◆ DATA FOR REVIEW ◆
PR #1918, opened 2026-08-19
refactor: split `ge_parse` into explicit variants (compressed, uncompressed, uncompressed+hybrid)

theStack:
This PR is a follow-up to #1915, see the suggestion https://github.com/bitcoin-core/secp256k1/pull/1915#pullrequestreview-4962713401.

Splits the `ge_parse` function into three explicit variants for parsing from:
    - compressed public keys (33-bytes, prefixes 0x02 or 0x03)
    - uncompressed public keys (65-bytes, prefix 0x04)
    - uncompressed and hybrid public keys (65-bytes, prefixes 0x04, 0x06 or 0x07)

The first two are the counter-parts for the existing serialization functions `ge_serialize{33,65}`. The latter one is only needed for legacy reasons and likely not needed in the future. Having it named explicitly helps to avoid accepting hybrid pubkeys unintentionally. `ge_parse65` is currently unused outside of tests, but one potential use-case would be the serialization of the prevouts_summary in the silentpayments light-client API PR #1912 (see commit https://github.com/bitcoin-core/secp256k1/pull/1912/changes/82b95fde6fe2c75ec940ade339013939b8ecc5ea), unless we want to define a custom serialization there (where we e.g. remove the constant prefix byte).

### DIFF
--- a/src/group.h
+++ b/src/group.h
@@ -205,8 +205,15 @@ static void secp256k1_ge_to_bytes_ext(unsigned char *data, const secp256k1_ge *g
  *  provided buffer is the output of secp256k1_ge_to_bytes_ext. */
 static void secp256k1_ge_from_bytes_ext(secp256k1_ge *ge, const unsigned char *data);
 
-/** Parse a group element from a 33-byte compressed or 65-byte uncompressed public key. */
-static int secp256k1_ge_parse(secp256k1_ge *elem, const unsigned char *pub, size_t size);
+/** Parse a group element from a 33-byte compressed public key (prefix byte is 0x02 or 0x03). */
+static int secp256k1_ge_parse33(secp256k1_ge *elem, const unsigned char *pub);
+
+/** Parse a group element from a 65-byte uncompressed public key (prefix byte is 0x04). */
+static int secp256k1_ge_parse65(secp256k1_ge *elem, const unsigned char *pub);
+
+/** Parse a group element from a 65-byte uncompressed or hybrid public key (prefix byte is 0x04, 0x06 or 0x07).
+ *  Only intended for legacy public APIs that must accept hybrid keys. */
+static int secp256k1_ge_parse_with_hybrid65(secp256k1_ge *elem, const unsigned char *pub);
 
 /** Serialize a group element (that is not allowed to be infinity) to a compressed public key (33 bytes). */
 static void secp256k1_ge_serialize33(secp256k1_ge *elem, unsigned char *pub33);
--- a/src/secp256k1.c
+++ b/src/secp256k1.c
@@ -263,12 +263,18 @@ static void secp256k1_pubkey_save(secp256k1_pubkey* pubkey, secp256k1_ge* ge) {
 
 int secp256k1_ec_pubkey_parse(const secp256k1_context* ctx, secp256k1_pubkey* pubkey, const unsigned char *input, size_t inputlen) {
     secp256k1_ge Q;
+    int is_pubkey_valid;
 
     VERIFY_CHECK(ctx != NULL);
     ARG_CHECK(pubkey != NULL);
     memset(pubkey, 0, sizeof(*pubkey));
     ARG_CHECK(input != NULL);
-    if (!secp256k1_ge_parse(&Q, input, inputlen)) {
+    switch (inputlen) {
+        case 33: is_pubkey_valid = secp256k1_ge_parse33(&Q, input); break;
+        case 65: is_pubkey_valid = secp256k1_ge_parse_with_hybrid65(&Q, input); break;
+        default: is_pubkey_valid = 0;
+    }
+    if (!is_pubkey_valid) {
         return 0;
     }
     if (!secp256k1_ge_is_in_correct_subgroup(&Q)) {
--- a/src/tests.c
+++ b/src/tests.c
@@ -6258,6 +6258,12 @@ static void run_ec_pubkey_parse_test(void) {
         0xA8, 0xFD, 0x17, 0xB4, 0x48, 0xA6, 0x85, 0x54, 0x19, 0x9C, 0x47, 0xD0, 0x8F, 0xFB, 0x10, 0xD4,
         0xB8, 0x00
     };
+    const unsigned char pubkeyc_comp[34] = {
+        /* Compressed serialization of G (y is even, so prefix is 0x02). */
+        0x02, 0x79, 0xBE, 0x66, 0x7E, 0xF9, 0xDC, 0xBB, 0xAC, 0x55, 0xA0, 0x62, 0x95, 0xCE, 0x87, 0x0B,
+        0x07, 0x02, 0x9B, 0xFC, 0xDB, 0x2D, 0xCE, 0x28, 0xD9, 0x59, 0xF2, 0x81, 0x5B, 0x16, 0xF8, 0x17,
+        0x98, 0x00
+    };
     unsigned char sout[65];
     unsigned char shortkey[2] = { 0 };
     secp256k1_ge ge;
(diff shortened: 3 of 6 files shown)


src/secp256k1.c
```diff
@@ -267,12 +267,18 @@ static void secp256k1_pubkey_save(secp256k1_pubkey* pubkey, secp256k1_ge* ge) {
 
 int secp256k1_ec_pubkey_parse(const secp256k1_context* ctx, secp256k1_pubkey* pubkey, const unsigned char *input, size_t inputlen) {
     secp256k1_ge Q;
+    int res;
```
fjahr: super nit: I think it's usually `ret`?

src/secp256k1.c
```diff
@@ -267,12 +267,18 @@ static void secp256k1_pubkey_save(secp256k1_pubkey* pubkey, secp256k1_ge* ge) {
...
 
     VERIFY_CHECK(ctx != NULL);
     ARG_CHECK(pubkey != NULL);
     memset(pubkey, 0, sizeof(*pubkey));
     ARG_CHECK(input != NULL);
-    if (!secp256k1_ge_parse(&Q, input, inputlen)) {
+    switch (inputlen) {
+        case 33: res = secp256k1_ge_parse33(&Q, input); break;
```
fjahr: I like this concise style, just wondering why it's never been used anywhere outside of test code. I guess there is no particular reason?

src/tests.c
```diff
@@ -6840,6 +6840,7 @@ static void test_random_pubkeys(void) {
     secp256k1_ge elem;
     secp256k1_ge elem2;
     unsigned char in[65];
+    int res;
     /* Generate some randomly sized pubkeys. */
     size_t len = testrand_bits(2) == 0 ? 65 : 33;
     if (testrand_bits(2) == 0) {
```
fjahr: With the switch statement added further below I think this randomness here doesn't make sense anymore. If `len` isn't 33 or 65 we just end up hitting the default case there and we are not even calling any library function in the test then.

fjahr (commented):
Concept ACK

src/secp256k1.c
theStack: Seems that in API functions we use `ret` almost exclusively for the to-be-returned value (i.e. paired with a `return ret;` at the bottom), which doesn't apply here. `res` is not a great name either, decided to be explicit and name it `is_pubkey_valid` (inspired by existing `is_sec_valid` instances in the codebase).

src/secp256k1.c
theStack: Fair question, maybe there was no good use-case for it so far, but not sure. Seems there is one switch/case statement in `secp256k1_pippenger_bucket_window_inv`, so there is at least no (unwritten) rule to completely avoid it in (potential) production code. No strong opinion, also happy to change to if/else if other reviewers feel strongly.

In the test I've changed to using a ternary expression, since the default branch is not needed anymore after your suggestion below to limit to 33/65 byte-sized pubkey serialization, so the switch/case became a bit less compelling.

src/tests.c
theStack: Good point, pretty pointless now to generate differently-sized serializations and not do anything with them indeed. Adapted and simplified the test accordingly.

theStack:
Thanks for the detailed review @fjahr, addressed your suggestion of simplifying/adapting the test and renamed the res variable in the touched pubkey parsing API function.

src/group.h
```diff
@@ -196,8 +196,14 @@ static void secp256k1_ge_to_bytes_ext(unsigned char *data, const secp256k1_ge *g
...
 
-/** Parse a group element from a 33-byte compressed or 65-byte uncompressed public key. */
-static int secp256k1_ge_parse(secp256k1_ge *elem, const unsigned char *pub, size_t size);
+/** Parse a group element from a 33-byte compressed public key (prefix byte is 0x02 or 0x03). */
+static int secp256k1_ge_parse33(secp256k1_ge *elem, const unsigned char *pub);
+
+/** Parse a group element from a 65-byte uncompressed public key (prefix byte is 0x04). */
+static int secp256k1_ge_parse65(secp256k1_ge *elem, const unsigned char *pub);
+
+/** Parse a group element from a 65-byte uncompressed or hybrid public key (prefix byte is 0x04, 0x06 or 0x07). */
```
fjahr, line 205: nit: Could have mentioned here in the comment as well what's in the commit description, that this still exists for legacy reasons and further usage is discouraged. But feel free to ignore unless you have to retouch.

fjahr (commented):
ACK 42dd54e46e4223660fa0f6dedb0d4e3f6b0ea152

src/group.h
theStack: Good idea, will tackle that on the next push (I expect #1923 to go in first, so I'll have to rebase anyways).

theStack:
Rebased on master and addressed https://github.com/bitcoin-core/secp256k1/pull/1918#discussion_r3819523047.

src/group.h
```diff
@@ -205,8 +205,15 @@ static void secp256k1_ge_to_bytes_ext(unsigned char *data, const secp256k1_ge *g
...
-/** Parse a group element from a 33-byte compressed or 65-byte uncompressed public key. */
-static int secp256k1_ge_parse(secp256k1_ge *elem, const unsigned char *pub, size_t size);
+/** Parse a group element from a 33-byte compressed public key (prefix byte is 0x02 or 0x03). */
+static int secp256k1_ge_parse33(secp256k1_ge *elem, const unsigned char *pub);
+
+/** Parse a group element from a 65-byte uncompressed public key (prefix byte is 0x04). */
+static int secp256k1_ge_parse65(secp256k1_ge *elem, const unsigned char *pub);
+
+/** Parse a group element from a 65-byte uncompressed or hybrid public key (prefix byte is 0x04, 0x06 or 0x07).
+ *  Only intended for legacy public APIs that must accept hybrid keys; new code should use secp256k1_ge_parse65. */
```
real-or-random:
```suggestion
 *  Only intended for legacy public APIs that must accept hybrid keys. */
```
New code should use ge_parse66, ge_parse33, or xonly even. It depends on the use case, and I don't think we should comment on that here.

src/tests.c
```diff
@@ -6852,11 +6852,9 @@ static void test_random_pubkeys(void) {
...
     secp256k1_ge elem2;
     unsigned char in[65];
-    /* Generate some randomly sized pubkeys. */
-    size_t len = testrand_bits(2) == 0 ? 65 : 33;
-    if (testrand_bits(2) == 0) {
-        len = testrand_bits(6);
-    }
+    int res;
+    /* Generate some random pubkeys with the two supported serialization sizes. */
+    size_t len = testrand_bits(1) == 0 ? 65 : 33;
```
real-or-random, line 6904: IIUC `run_ec_pubkey_parse_test` currently checks 64 and 66 as edge cases but not 32 and 34. I think these should be added.

real-or-random (commented):
ACK mod nits

src/group.h
theStack: Makes sense yeah, removed that part.

src/tests.c
theStack: Added a commit on top that adds coverage for compressed pubkey parsing/serialization, including the 32 and 34 bytes edge cases, in a similar style as how it's already done for uncompressed pubkeys. It could be even more thorough I guess (e.g. by also testing with the 0x03 prefix, not only 0x02), maybe something for a follow-up.

fjahr: nit: Feels like a helper could have deduplicated these edge case tests quite a bit, but not a blocker for me. Basically this (untested):

```
static void ec_pubkey_parse_expect_fail(const unsigned char *input, size_t inputlen) {
    secp256k1_pubkey pubkey;
    secp256k1_ge ge;
    memset(&pubkey, 0xfe, sizeof(pubkey));
    SECP256K1_CHECKMEM_UNDEFINE(&pubkey, sizeof(pubkey));
    CHECK(secp256k1_ec_pubkey_parse(CTX, &pubkey, input, inputlen) == 0);
    SECP256K1_CHECKMEM_CHECK(&pubkey, sizeof(pubkey));
    CHECK_ILLEGAL(CTX, secp256k1_pubkey_load(CTX, &ge, &pubkey));
}
```

fjahr:
Code review ACK de02108c51ca052245c7ba154b02a890e6815fdb

real-or-random (approved):
utACK de02108c51ca052245c7ba154b02a890e6815fdb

◆ WHAT YOU ARE ASKED TO DO ◆
Return exactly, and only, the lines from the start of the listing through the line with "function into three".

◆ ANSWER ◆
PR #1918, opened 2026-08-19
refactor: split `ge_parse` into explicit variants (compressed, uncompressed, uncompressed+hybrid)

theStack:
This PR is a follow-up to #1915, see the suggestion https://github.com/bitcoin-core/secp256k1/pull/1915#pullrequestreview-4962713401.

Splits the `ge_parse` function into three explicit variants for parsing from:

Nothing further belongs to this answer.